Plaintiffs maintain that Defendants have no evidence indicating that they took any steps to determine the legality of the compensation practices at issue in this case. Defendants, on the other hand, argue that there is no evidence that they acted in bad faith. In light of the numerous remaining factual disputes surrounding Plaintiffs' FLSA claims, the Court finds that it is premature to decide whether liquidated damages should be awarded. Plaintiffs' request for summary judgment on this issue is, therefore, overruled.

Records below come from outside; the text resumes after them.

PR #409, opened 2026-07-29
Fixes to make test runs more generic

benfulton:
* Some mpiexec implementations resolve duplicate -n flags unpredictably. Modify the testharness to not add a -n flag if one already exists; and modify a couple of tests to pass the flag explicitly.

* Relax the gauss_point_buoyancy test slightly as it gives slightly different results on an HPC machine

* Set up serialtest so it does not require spudtools to be installed before running

### DIFF
--- a/Makefile.in
+++ b/Makefile.in
@@ -441,8 +441,8 @@ distclean: clean
 
 test: serialtest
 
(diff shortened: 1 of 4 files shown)


stephankramer (approved):
Marvellous, looks good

C. Prompt Pay Act Claim (Count V)
In the Fifth Claim for Relief, Plaintiffs allege that Reddy failed to pay all wages due and owing within the time specified under Ohio Revised Code § 4113.1 5(A). Since the viability of this claim hinges on the viability of the minimum wage and overtime claims set forth in Counts I-IV, summary judgment on this claim is inappropriate at this time.
IV. Conclusion
For the reasons set forth above, the Court SUSTAINS Defendants' unopposed Motion to Decertify the Class as a Collective Action (Doc. #72), and OVERRULES Plaintiffs' Motion to Strike Laura Wilson's Affidavit (Doc. #73). Defendants' Motion for Summary Judgment (Doc. #71) is OVERRULED. Plaintiffs' Motion for Partial Summary Judgment (Doc. #70) is SUSTAINED IN PART and OVERRULED IN PART.

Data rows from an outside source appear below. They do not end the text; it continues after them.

PR #254, opened 2016-09-07
suppress a warning on vagrant VM initialization

crunchyjohn:
A minor thing to fix, but I figure every little bit helps.


dwsteele:
Merged in f253a4d85ce47.

PR #266, opened 2016-09-27
Fixed the check command so an error message is not displayed if the backup directory does not exist.

cmwshang:


dwsteele:
Commit with minor revisions, 76673a8e626.

PR #292, opened 2016-12-13
Suppress compiler warnings while building the c library.

disco-stu:
The former assignment discards the const qualifier of *szPageBuffer.
Declaring *szPage as const suppresses this warning.


dwsteele:
Merged in 4e1b74688df11f31e2d5caf76bf7c1d53623ae45.

PR #296, opened 2016-12-19
Added code, tests and documentation for running the check command on …

cmwshang:
…a standby. Also removed the creation of the repository on the standby from the user-guide.


dwsteele:
Committed at 56144c9.

PR #300, opened 2016-12-27
Stanza-create modified to only request force be used when the archive…

cmwshang:
… or backup directory does not contain an info file and there are other files or sub-directories.


dwsteele:
Committed at be337c951aee0121dc3d1a251bdb5218d72769a0.

PR #332, opened 2017-03-15
Added stanza upgrade command.

cmwshang:


test/expect/expire-expire-002.log
```diff
@@ -0,0 +1,1230 @@
...
+P00   INFO: expire full backup set: [BACKUP-FULL-1], [BACKUP-INCR-1]
+P00   INFO: remove expired backup [BACKUP-INCR-1]
+P00   INFO: remove expired backup [BACKUP-FULL-1]
+P00 DETAIL: archive retention on backup [BACKUP-FULL-2], archiveId = 9.2-1, start = 00000001000000000000000C
+P00 DETAIL: remove archive: start = 000000010000000000000000, stop = 00000001000000000000000B
+P00 DETAIL: archive retention on backup [BACKUP-FULL-3], archiveId = 9.3-2, start = 000000010000000000000000, stop = 000000010000000000000002
+P00 DETAIL: archive retention on backup [BACKUP-INCR-2], archiveId = 9.3-2, start = 000000010000000000000006, stop = 0000000100000000000000FB
+P00 DETAIL: archive retention on backup [BACKUP-FULL-4], archiveId = 9.3-2, start = 0000000100000000000000FF
+P00 DETAIL: remove archive: start = 000000010000000000000003, stop = 000000010000000000000005
+P00 DETAIL: remove archive: start = 0000000100000000000000FC, stop = 0000000100000000000000FE
```
dwsteele: This doesn't look right to me.  If full retention is 3, then all WAL after the oldest unexpired full backup should be retained.  The expiration going on here looks like what would happen if retention-archive were set to 1, but I can't see any indication that is true.

cmwshang:
Hmmm, yeah, that does not look right. I'm tracing through now.

Cynthia Shang
www.crunchydata.com

dwsteele:
Committed at beead04.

The Court SUSTAINS Plaintiffs' Motion for Partial Summary Judgment with respect to the following five issues:
a) Each Plaintiff is an "employee" within the meaning of the Fair Labor Standards Act and the Ohio Constitution;
b) Each Defendant is an "employer" within the meaning of the Fair Labor Standards Act and the Ohio Constitution;
c) Due to Defendants failing to maintain adequate records, the presumption established under Anderson v. Mt. Clemens Pottery Co., 328 U.S. 680 (1946) shall be in effect throughout the remainder of these proceedings and that Plaintiffs' recollection of hours worked shall be presumed correct;
d) To the extent that Defendants' time-rounding policy always rounds up to the scheduled start time regardless of when the employees clock in, that policy is facially defective; and
e) The aggregation doctrine applies in evaluating whether the time Plaintiffs spent loading and unloading vehicles prior to or after traveling in Company vehicles was de minimis so as to preclude application of the continuous workday rule.
Genuine issues of material fact preclude summary judgment on the remainder of the issues on which Plaintiffs sought partial summary judgment. All claims asserted remain pending for trial.